◆ Goal of the exercise
Scan the entries below for the string "image" and copy every line where it turns up.

Stored data entries
*** Begin section ***

PR #59, opened 2022-10-02
Retevis radios for python3 and a UI tweak

sv1:
2to3 of Yaesu and Retevis radios

Test with real radios is more than welcome!

Thanks!


chirp/drivers/ft1d.py
```diff
@@ -1131,7 +1131,8 @@ def _get_aprs_beacons(self):
                 checksum = body[-2:]
                 body = ''.join(s for s in body[:-2]
                                if s in string.printable).translate(
-                                   None, "\x09\x0a\x0b\x0c\x0d")
+                                   str.maketrans("", "",
+                                                 "\x09\x0a\x0b\x0c\x0d"))
```
kk7ds, line 1135: I don't know what this is trying to do... Can you explain please?

chirp/drivers/ftm3200d.py
```diff
@@ -124,10 +124,10 @@ def get_features(self):
 
     def _decode_label(self, mem):
         # TODO preserve the unknown \x80-x86 chars?
-        return str(mem.label).rstrip("\xFF").decode('ascii', 'replace')
+        return str(mem.label).rstrip("\xFF")
```
kk7ds, line 127: Aren't you removing code that replaces non-ascii characters? The original use of decode to do this is probably not the best thing here, but I think you're just introducing a likely crash aren't you?

chirp/wxui/clone.py
```diff
@@ -101,7 +102,7 @@ def _add_grid(label, control):
         _add_grid('Vendor', self._vendor)
         self.Bind(wx.EVT_CHOICE, self._selected_vendor, self._vendor)
 
-        self._model = wx.Choice(panel, choices=[], style = wx.CB_SORT)
+        self._model = wx.Choice(panel, choices=[])
```
kk7ds, line 105: Why are you reverting this now?

chirp/wxui/clone.py
```diff
@@ -92,7 +93,7 @@ def _add_grid(label, control):
             ports.insert(0, last_port)
         elif not last_port:
             last_port = ports[0]
-        self._port = wx.ComboBox(panel, choices=ports)
+        self._port = wx.ComboBox(panel, choices=ports, style=wx.CB_DROPDOWN)
```
kk7ds, line 96: I can't tell what this actually changes. Can you explain?

chirp/wxui/clone.py
```diff
@@ -118,12 +119,14 @@ def _add_grid(label, control):
...
-        vbox.Add(grid, proportion=0, flag=wx.ALIGN_CENTER|wx.TOP|wx.BOTTOM,
+        vbox.Add(grid, proportion=0, flag=wx.ALIGN_CENTER_HORIZONTAL|wx.TOP,
                  border=20)
-        vbox.Add(self.gauge, flag=wx.EXPAND, border=10, proportion=1)
+        vbox.Add(self.gauge, flag=wx.EXPAND|wx.LEFT|wx.RIGHT, border=10, proportion=0)
         vbox.Add(wx.StaticLine(panel), flag=wx.EXPAND|wx.TOP, border=10)
         vbox.Add(hbox2, proportion=0, flag=wx.ALIGN_RIGHT|wx.ALL, border=10)
         panel.SetSizer(vbox)
+        self.Layout()
+        self.Center()
```
kk7ds, line 129: I don't know why you're making these changes. The clone dialog looks identical before/after them AFAICT. Can you please write more descriptive commit messages for things like this to explain what you're doing and why?

chirp/drivers/ft1d.py
sv1: As far as I can understand you are using translate() to remove these chars "\x09\x0a\x0b\x0c\x0d". But in python 3 translate needs a table. The recommended way to create the table is with maketrans(). maketrans could work with only one argument ("\x09\x0a\x0b\x0c\x0d") but I though it would be better to use the optional fields too. Am I missing something?

chirp/wxui/clone.py
sv1: This is my mistake! Sorting the models in th wx.Choice causes return of wrong index when trying to load the radio class!

chirp/wxui/clone.py
sv1: Without these changes the widgets in the clone dialog overlapping and it is a little mess, as far as I can see in two different linux systems. Also the wx.gauge is not visible without them. Currently on pyhton 3.9.2, wxpython 4.0.7 and wxwidgets 3.0.5

chirp/drivers/ftm3200d.py
sv1: I do not think you need to replace non-ascii characters in the memory label, since there is no way to put non-ascii characters in the memory label, right? The only problem if you try to encode a memory label, but I am working on this!

kk7ds: Well, mem is a bitwise object and mem.label is a chars. Since you're not converting this to byte-clean mmap, I'm not exactly sure what happens here. What do you think happens when the image, which actually has non-ascii characters in the char field, is loaded and processed here? And why aren't you removing the `\xFF` cleaning as well. Surely the same argument would hold?

This is the problem with converting radios without real testing...

So if I use this PR to load our test image, it does not render the label at all in the regular editor. In the radio browser, memory 1 shows the unfiltered character string, which has the right-filled non-ascii characters in it. I think that means this is not doing the right thing. The tests pass because we never read and assert anything about the existing image, and we probably space-pad the label when we set it so we don't notice. Load the test image locally and check it out.

chirp/drivers/ft1d.py
kk7ds: Roger I see. Not sure this is the best way to remove characters we don't want from the string, but it's what was there before, so, okay.

chirp/wxui/clone.py
kk7ds: Ah, okay. Probably better to revert that as a single commit with an explanation, but okay.

chirp/wxui/clone.py
kk7ds: Hmm, I don't see that at all on my linux machine. Python 3.9, wxwidgets 3.0.4 and wxpython 4.0.7 here. Maybe it's a theming thing? Can you post a screenshot so I can see? But, it looks the same to me so I guess it's okay.

kk7ds:
I did a little digging on the Yaesu thing and something else is going on for sure. I'd like to pull it out of this PR so we can merge the other changes. I also would prefer not to have a revert...revert...revert in in the history when we can avoid it. So with your permission I'd like to push to this PR to remove the yaesu commit, and squash the UI changes.

There's also another use of str.translate in the ft1d file that looks like it needs to be fixed, which I noticed while trying to debug. Github (ridiculously) won't let me comment on unchanged lines, but we can address that with that commit separated out.

Okay?

sv1:
> I did a little digging on the Yaesu thing and something else is going on for sure. I'd like to pull it out of this PR so we can merge the other changes. I also would prefer not to have a revert...revert...revert in in the history when we can avoid it. So with your permission I'd like to push to this PR to remove the yaesu commit, and squash the UI changes.
>

Please do so!
 
> There's also another use of str.translate in the ft1d file that looks like it needs to be fixed, which I noticed while trying to debug. Github (ridiculously) won't let me comment on unchanged lines, but we can address that with that commit separated out.
> 
> Okay?

Its fine by me!

Meanwhile I played a little with the ft1d driver and found out that if I invert the logic of the flag.valid and flag.used everything is working as expected. And I can verify that with what I can see in the .img of ft1d, ft2d, ft3d ftm3200 and ftm7250.

But how is it possible this driver to work in python2.7 ????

*** End section ***

◆ Output for this task
kk7ds: Well, mem is a bitwise object and mem.label is a chars. Since you're not converting this to byte-clean mmap, I'm not exactly sure what happens here. What do you think happens when the image, which actually has non-ascii characters in the char field, is loaded and processed here? And why aren't you removing the `\xFF` cleaning as well. Surely the same argument would hold?
So if I use this PR to load our test image, it does not render the label at all in the regular editor. In the radio browser, memory 1 shows the unfiltered character string, which has the right-filled non-ascii characters in it. I think that means this is not doing the right thing. The tests pass because we never read and assert anything about the existing image, and we probably space-pad the label when we set it so we don't notice. Load the test image locally and check it out.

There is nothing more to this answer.